PR #57, opened 2024-09-13
Add front-end tooling so we can use our own JS and CSS in the repo

helenb:
- This PR adds the ability to write custom JS and CSS separately from the design system
- Uses static_src as the source directory for static files, and static_compiled as the target directory for compiled and minimised CSS, JS and images
- Adds `static_src` to the `STATICFILES_DIRS` array (the current `jinja2/assets` folder also still works)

Activity »
Each line above must be reproduced exactly as it stands.

Expected answer »
PR #57, opened 2024-09-13
Add front-end tooling so we can use our own JS and CSS in the repo

helenb:
- This PR adds the ability to write custom JS and CSS separately from the design system
- Uses static_src as the source directory for static files, and static_compiled as the target directory for compiled and minimised CSS, JS and images
- Adds `static_src` to the `STATICFILES_DIRS` array (the current `jinja2/assets` folder also still works)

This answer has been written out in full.